AIM OF THE TASK: Write out every record in full, keeping each character exactly as it is.

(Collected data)
PR #3917, opened 2023-05-03
tests: Add extraction_filter for tarfile

s-t-e-v-e-n-k:
Python 3.12, and earlier via security backports now issue an DeprecationWarning when calling tarfile.extractall without an extraction filter set. Since the only place we've called extractall is literally right after we've created the archive, use a fully trusted filter. This can be replaced with a filter argument to extractall in future.


abravalheri:
@Mergifyio rebase

Issue #3921, opened 2023-05-11
test_cygwin job failing after adding ruff


jaraco:
In d2ec0473f8d4c25cc6f696e70ba110e1061e4dfe, I replaced pytest-flake8 with pytest-ruff (jaraco/skeleton#79). Unfortunately, adding ruff implies adding a dependency on Rust :( and the test_cygwin job is failing in CI because it doesn't have rust.

jaraco:
In 51408ac9f34f8ca97c33f7f234160c502acb11c4, I disabled the cygwin job, but then the builds started [failing on Python 3.12](https://github.com/jaraco/skeleton/actions/runs/4942599441) where [they didn't previously](https://github.com/jaraco/skeleton/actions/runs/4663048824). I don't understand why. Does the codebase no longer work with Python 3.12 in non-main branches?

jaraco:
I se I must have confused myself. I didn't mean to be looking at the pipelines on skeleton but on Setuptools. Here I'm mainly concerned about making sure the Setuptools pipelines are passing.

abravalheri:
### Regarding the errors in `setuptools.__version__`

(Ref: https://github.com/pypa/setuptools/actions/runs/4943028741/jobs/8837121715)

It is been a while that we are experiencing flaky tests erroring in things related to `importlib.metadata`.
I think they first started appearing with the change in [importlib-metadata v5.2.0](https://github.com/python/importlib_metadata/pull/417/files) (vendored in [setuptools v67.4.0](https://github.com/pypa/setuptools/blob/v67.4.0/setuptools/_vendor/importlib_metadata/_adapters.py#L54-L62)).

After some investigation, I suspect that the problem is the following:

1. The setuptools test suite runs with `pytest-xdist` (for the sake of speed)
2. During the tests `setuptools.build_meta` is called by different tests to build setuptools itself.
3. `setuptools.build_meta` calls `egg_info` a few times (for each one of the PEP 517 hooks, including `get_requires*`).
  - *a)* I suspect the `.egg-info/PKG-INFO` file is rewritten everytime `egg_info` is called
  - *b)* The `egg_info.egg_base` parameter is set to the project root (therefore there is no *isolation* for `egg_info`, if multiple builds happen concurrently, all of them will try to write the same files at the same time). This problem is related to https://github.com/pypa/setuptools/issues/3119.
[...]

PR #3923, opened 2023-05-11
Disable cygwin for now

jaraco:
Workaround for #3921.

CC @lazka : Would you be willing to look into what it will take to make a rust compiler available in the test_cygwin?

### DIFF
--- a/setup.cfg
+++ b/setup.cfg
@@ -53,7 +53,8 @@ testing =
 		# workaround for jaraco/skeleton#22
 		python_implementation != "PyPy"
 	pytest-enabler >= 1.3
-	pytest-ruff
+	# workaround for pypa/setuptools#3921
+	pytest-ruff; sys_platform != "cygwin"
 
 	# local
 	flake8-2020


abravalheri:
@jaraco, how about we use something like the following in `setup.cfg`:

```ini
[options.extras_require]
testing =
   # ...
   pytest-ruff; sys_platform != "cygwin"
```

(i.e. instead of disabling `cygwin` we rely on `pytest-enabler` not finding it installed and skipping the pytest plugin).

Would that work as a workaround?

jaraco:
Good idea. It's still not a precise match, because in theory it should work, but definitely a superior approach.

lazka:
(Rust doesn't support cygwin, so that's unlikely to work)

DWesl:
> what it will take to make a rust compiler available in the test_cygwin?

Add Cygwin as a target to the rust codebase, create a cross-compiler on an existing target, then use that to create a native compiler
https://github.com/rust-lang/rust/issues/79854#issuecomment-1412078987

Alternately, try to get mrustc working on Cygwin
https://github.com/thepowersgang/mrustc

PR #3932, opened 2023-05-23
Fix dependency_management.rst typo

cnpryer:


docs/userguide/dependency_management.rst
```diff
@@ -173,7 +173,7 @@ The environmental markers that may be used for testing platform types are
 detailed in :pep:`508`.
 
 .. seealso::
-   If  environment markers are not enough an specific use case,
+   If  environment markers are not enough of a specific use case,
```
cnpryer, line 176: Maybe something like this was intended?
```suggestion
   If  environment markers aren't sufficient,
```

abravalheri: Thank you very much Chris.
I think the original phrase was missing a `for`: `... for a specific use case`.

I understand that the second suggestion is more concise and clean.

However, I do like the emphasis that the wrapper solution should only be used for a small amount of specific use cases... What do you think?

cnpryer: Got it. What about "Alternatively, [the backend wrapper] can be used for specific use cases where markers aren't sufficient"

cnpryer: Done! 66d7d85cf3cbe58aa2c2d56bce07585cf93def37

abravalheri:
Thank you very much!

PR #3960, opened 2023-06-21
Align towncrier with defaults

jaraco:
As jaraco/skeleton is adopting towncrier, that upstream project is attempting to honor the default settings wherever possible.

These changes attempt to align with those defaults and re-use the functionality added upstream for managing towncrier.

## Summary of changes

- Move towncrier config to its own file.
- Use the default 'newsfragments' for news fragments.
- Use jaraco.develop.towncrier to check changes and determine the release kind.
- Revert to towncrier default types.
- Normalized headings in changelog.


jaraco:
Tests are failing on cygwin because the new jaraco.develop dependency has some logic for uploading secrets to Github, which requires PyNaCl, which is built on CFFI, which cygwin doesn't support. We'll have to find a way to exclude that dependency.

jaraco:
I'm going to push forward with merging this to unblock refreshing the skeleton. I welcome feedback, but for the most part, I expect this change to have minimal impact with one exception - existing PR changelogs will need to be updated:

- `change` -> `feature`
- `breaking` -> `removal`
- `misc` -> `bugfix` (maybe)
- The location may need to be updated (`newsfragments/`).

ANSWER TO THIS TASK:
PR #3917, opened 2023-05-03
tests: Add extraction_filter for tarfile

s-t-e-v-e-n-k:
Python 3.12, and earlier via security backports now issue an DeprecationWarning when calling tarfile.extractall without an extraction filter set. Since the only place we've called extractall is literally right after we've created the archive, use a fully trusted filter. This can be replaced with a filter argument to extractall in future.


abravalheri:
@Mergifyio rebase

Issue #3921, opened 2023-05-11
test_cygwin job failing after adding ruff


jaraco:
In d2ec0473f8d4c25cc6f696e70ba110e1061e4dfe, I replaced pytest-flake8 with pytest-ruff (jaraco/skeleton#79). Unfortunately, adding ruff implies adding a dependency on Rust :( and the test_cygwin job is failing in CI because it doesn't have rust.

jaraco:
In 51408ac9f34f8ca97c33f7f234160c502acb11c4, I disabled the cygwin job, but then the builds started [failing on Python 3.12](https://github.com/jaraco/skeleton/actions/runs/4942599441) where [they didn't previously](https://github.com/jaraco/skeleton/actions/runs/4663048824). I don't understand why. Does the codebase no longer work with Python 3.12 in non-main branches?

jaraco:
I se I must have confused myself. I didn't mean to be looking at the pipelines on skeleton but on Setuptools. Here I'm mainly concerned about making sure the Setuptools pipelines are passing.

abravalheri:
### Regarding the errors in `setuptools.__version__`

(Ref: https://github.com/pypa/setuptools/actions/runs/4943028741/jobs/8837121715)

It is been a while that we are experiencing flaky tests erroring in things related to `importlib.metadata`.
I think they first started appearing with the change in [importlib-metadata v5.2.0](https://github.com/python/importlib_metadata/pull/417/files) (vendored in [setuptools v67.4.0](https://github.com/pypa/setuptools/blob/v67.4.0/setuptools/_vendor/importlib_metadata/_adapters.py#L54-L62)).

After some investigation, I suspect that the problem is the following:

1. The setuptools test suite runs with `pytest-xdist` (for the sake of speed)
2. During the tests `setuptools.build_meta` is called by different tests to build setuptools itself.
3. `setuptools.build_meta` calls `egg_info` a few times (for each one of the PEP 517 hooks, including `get_requires*`).
  - *a)* I suspect the `.egg-info/PKG-INFO` file is rewritten everytime `egg_info` is called
  - *b)* The `egg_info.egg_base` parameter is set to the project root (therefore there is no *isolation* for `egg_info`, if multiple builds happen concurrently, all of them will try to write the same files at the same time). This problem is related to https://github.com/pypa/setuptools/issues/3119.
[...]

PR #3923, opened 2023-05-11
Disable cygwin for now

jaraco:
Workaround for #3921.

CC @lazka : Would you be willing to look into what it will take to make a rust compiler available in the test_cygwin?

### DIFF
--- a/setup.cfg
+++ b/setup.cfg
@@ -53,7 +53,8 @@ testing =
 		# workaround for jaraco/skeleton#22
 		python_implementation != "PyPy"
 	pytest-enabler >= 1.3
-	pytest-ruff
+	# workaround for pypa/setuptools#3921
+	pytest-ruff; sys_platform != "cygwin"
 
 	# local
 	flake8-2020


abravalheri:
@jaraco, how about we use something like the following in `setup.cfg`:

```ini
[options.extras_require]
testing =
   # ...
   pytest-ruff; sys_platform != "cygwin"
```

(i.e. instead of disabling `cygwin` we rely on `pytest-enabler` not finding it installed and skipping the pytest plugin).

Would that work as a workaround?

jaraco:
Good idea. It's still not a precise match, because in theory it should work, but definitely a superior approach.

lazka:
(Rust doesn't support cygwin, so that's unlikely to work)

DWesl:
> what it will take to make a rust compiler available in the test_cygwin?

Add Cygwin as a target to the rust codebase, create a cross-compiler on an existing target, then use that to create a native compiler
https://github.com/rust-lang/rust/issues/79854#issuecomment-1412078987

Alternately, try to get mrustc working on Cygwin
https://github.com/thepowersgang/mrustc

PR #3932, opened 2023-05-23
Fix dependency_management.rst typo

cnpryer:


docs/userguide/dependency_management.rst
```diff
@@ -173,7 +173,7 @@ The environmental markers that may be used for testing platform types are
 detailed in :pep:`508`.
 
 .. seealso::
-   If  environment markers are not enough an specific use case,
+   If  environment markers are not enough of a specific use case,
```
cnpryer, line 176: Maybe something like this was intended?
```suggestion
   If  environment markers aren't sufficient,
```

abravalheri: Thank you very much Chris.
I think the original phrase was missing a `for`: `... for a specific use case`.

I understand that the second suggestion is more concise and clean.

However, I do like the emphasis that the wrapper solution should only be used for a small amount of specific use cases... What do you think?

cnpryer: Got it. What about "Alternatively, [the backend wrapper] can be used for specific use cases where markers aren't sufficient"

cnpryer: Done! 66d7d85cf3cbe58aa2c2d56bce07585cf93def37

abravalheri:
Thank you very much!

PR #3960, opened 2023-06-21
Align towncrier with defaults

jaraco:
As jaraco/skeleton is adopting towncrier, that upstream project is attempting to honor the default settings wherever possible.

These changes attempt to align with those defaults and re-use the functionality added upstream for managing towncrier.

## Summary of changes

- Move towncrier config to its own file.
- Use the default 'newsfragments' for news fragments.
- Use jaraco.develop.towncrier to check changes and determine the release kind.
- Revert to towncrier default types.
- Normalized headings in changelog.


jaraco:
Tests are failing on cygwin because the new jaraco.develop dependency has some logic for uploading secrets to Github, which requires PyNaCl, which is built on CFFI, which cygwin doesn't support. We'll have to find a way to exclude that dependency.

jaraco:
I'm going to push forward with merging this to unblock refreshing the skeleton. I welcome feedback, but for the most part, I expect this change to have minimal impact with one exception - existing PR changelogs will need to be updated:

- `change` -> `feature`
- `breaking` -> `removal`
- `misc` -> `bugfix` (maybe)
- The location may need to be updated (`newsfragments/`).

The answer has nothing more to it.